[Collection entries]

************

PR #314, opened 2018-01-03
Update to include returning results with Result Sets

davidbaxterbrowne:
This topic omits the most common and important way to return data from a stored procedure, and the only way to return tabular data.

### DIFF
--- a/docs/relational-databases/stored-procedures/return-data-from-a-stored-procedure.md
+++ b/docs/relational-databases/stored-procedures/return-data-from-a-stored-procedure.md
@@ -26,7 +26,34 @@ ms.workload: "Active"
 [!INCLUDE[appliesto-ss-asdb-asdw-pdw-md](../../includes/appliesto-ss-asdb-asdw-pdw-md.md)]
  > For content related to previous versions of SQL Server, see [Return Data from a Stored Procedure](https://msdn.microsoft.com/en-US/library/ms188655(SQL.120).aspx).
 
-  There are two ways of returning result sets or data from a procedure to a calling program: output parameters and return codes. This topic provides information on both approaches.  
+  There are three ways of returning data from a procedure to a calling program: result sets, output parameters, and return codes. This topic provides information on the three approaches.  
+  
+  ## Returning Data Using Result Sets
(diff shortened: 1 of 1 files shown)


PRMerger3:
@davidbaxterbrowne : Thanks for your contribution to the SQL documentation! The author, @BYHAM, has been notified to review your proposed change.

davidbaxterbrowne:
We may want to additionally document the mechanism for result sets to be sent to the client.  I simply said that small results are spooled and sent to the client, while large results must be consumed by the client for execution to proceed.  This is observed behavior, but not the underlying mechanism.  I suspect that each session has a network buffer of some size, and results that fit in the network buffer won't stop execution, but I don't actually know the internals of how this works.

craigg-msft:
@edmacauley can you please review.

craigg-msft:
@edmacauley can you please review

docs/relational-databases/stored-procedures/return-data-from-a-stored-procedure.md
```diff
@@ -26,7 +26,34 @@ ms.workload: "Active"
...
 
-  There are two ways of returning result sets or data from a procedure to a calling program: output parameters and return codes. This topic provides information on both approaches.  
+  There are three ways of returning data from a procedure to a calling program: result sets, output parameters, and return codes. This topic provides information on the three approaches.  
+  
+  ## Returning Data Using Result Sets
+ If you include a SELECT statement in the body of a stored procedure (but not a SELECT ... INTO or INSERT ... SELECT), the rows specified by the SELECT statement will be sent directly to the client.  For large result sets the stored procedure execution will not continue to the next statement until the result set has been completely sent to the client.  For small result sets the results will be spooled for return to the client and execution will continue.  If multiple such SELECT statements are run during the exeuction of the stored proceudre, multiple result sets will be sent to the client.  This behavior also applies to nested TSQL batches, nested stored procedures and top-level TSQL batches.
```
srutzky: 1. By convention ( [sp_executesql](https://docs.microsoft.com/en-us/sql/relational-databases/system-stored-procedures/sp-executesql-transact-sql) and [EXECUTE](https://docs.microsoft.com/en-us/sql/t-sql/language-elements/execute-transact-sql) ), "TSQL" should be fully written out as "Transact-SQL".

1. Might be helpful to hint at the meaning of "nested Transact-SQL batches", something like:

    > nested Transact-SQL batches (i.e. dynamic SQL, EXECUTE, sp_executesql, etc.)

1. While it is a bad practice and there is even a server configuration option to prevent it, would it make sense to add "triggers" to the "This behavior also applies to" list? I only ask since it is still possible to do and people do it since it isn't prevented by default. Mentioning it could include a warning / caution that it is deprecated behavior that will be removed in a future version and can presently be disabled via sp_configure.

edmacauley:
Looks good, sorry for the delay #sign-off

PRMerger13:
Only the author, @rickbyh, can sign off on this pull request.

edmacauley:
@craigg-msft can you please merge? thanks.

craigg-msft:
Thank you @davidbaxterbrowne and @edmacauley

PR #1184, opened 2018-10-29
Fix incorrect "syntax for SQL Server" heading

AndrewFauldsMsft:
Heading incorrectly says "Syntax for SQL Server" when it should say "Syntax for Azure SQL Data Warehouse". This article does not apply to SQL Server, which is correctly marked with the checkboxes under the main title.


PRMerger10:
@AndrewFauldsMsft : Thanks for your contribution! The author, @uc-msft, has been notified to review your proposed change.

craigg-msft:
thank you @AndrewFauldsMsft

PR #1191, opened 2018-10-31
add a known issue

MSraye:


stevestein:
@MSraye - looks like this is a duplicate of https://github.com/MicrosoftDocs/sql-docs/pull/1192 

1192 was just merged, so you can go ahead and close this. 

Also, in the future, if you can make updates in the private repo that would be better. Thanks!

PR #1194, opened 2018-10-31
Document mapping of input to output types

jeroen-mostert:
The original proposed that the input type is the same as the output type -- this is only mostly correct. The example of **decimal(2,0)** is especially misleading. The results in this table were experimentally established using SQL Server 2012 and 2017.


PRMerger9:
@jeroen-mostert : Thanks for your contribution! The author, @MashaMSFT, has been notified to review your proposed change.

MashaMSFT:
Hi @jeroen-mostert , thank you so much for your contribution! You're right, this helps to add clarity. Thanks again! #sign-off

PR #1210, opened 2018-11-02
Remove spaces in the Feature Parameter Examples

PiJoCoder:
As the documentation, there should be no spaces in the feature list:
"/FEATURES, which is a multivalued parameter, but its format is /FEATURES=AS,RS,IS without a space, comma-delimited "


MashaMSFT:
Hi @PiJoCoder, awesome, thanks for noticing these :) #sign-off

PR #1215, opened 2018-11-04
Update dbcc-show-statistics-transact-sql.md

baleng:
the upper bound is excluded only if distinct_range_Rows and range_rows are > 0 , if in the step there is/are only row(s) from the upper bound's value (only 1 distinct value ) the DISTINCT_RANGE_ROWS is 1 not 0. So the upper bound is not always excluded, but the value 1 is set for it.


craigg-msft:
@uc-msft can you please review.

craigg-msft:
@baleng apologies for the delay.  Your suggested change was reviewed and a slightly modified version is recommended.  Could you please update your PR with this change?  @uc-msft 

"Average number of rows with duplicate column values within a histogram step, excluding the upper bound. When DISTINCT_RANGE_ROWS is greater than 0, AVG_RANGE_ROWS is calculated by dividing RANGE_ROWS by DISTINCT_RANGE_ROWS.  When DISTINCT_RANGE_ROWS is 0, AVG_RANGE_ROWS returns 1 for the histogram step."

PRMerger16:
@baleng : Thanks for your contribution! The author, @uc-msft, has been notified to review your proposed change.

baleng:
cc @craigg-msft 
hello, PR modified, regards !

craigg-msft:
looks good.  @uc-msft I will merge.

PR #1225, opened 2018-11-07
Update the-memory-optimized-filegroup.md

baleng:
after creation (before using it) the container and the filegroup can be removed, once used is not possibile.


PRMerger6:
@baleng : Thanks for your contribution! The author, @CarlRabeler, has been notified to review your proposed change.

PR #1234, opened 2018-11-09
Added clarifying example of adding PK and compression

greglow:
I keep coming across users who don't realize that you can add a data compression clause when adding a clustered primary key. Instead, they rebuild the clustered index, after they add it. This is very efficient. I've added a clarifying example to the previous PK example to show that you can do both. I've also changed a few references from AdventureWorks2012 to just AdventureWorks. Having the 2012 in place adds nothing, and just dates the content.


PRMerger16:
@greglow : Thanks for your contribution! The author, @CarlRabeler, has been notified to review your proposed change.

************

Please count the lines above that contain the string "mostert" and reply with the number alone.

3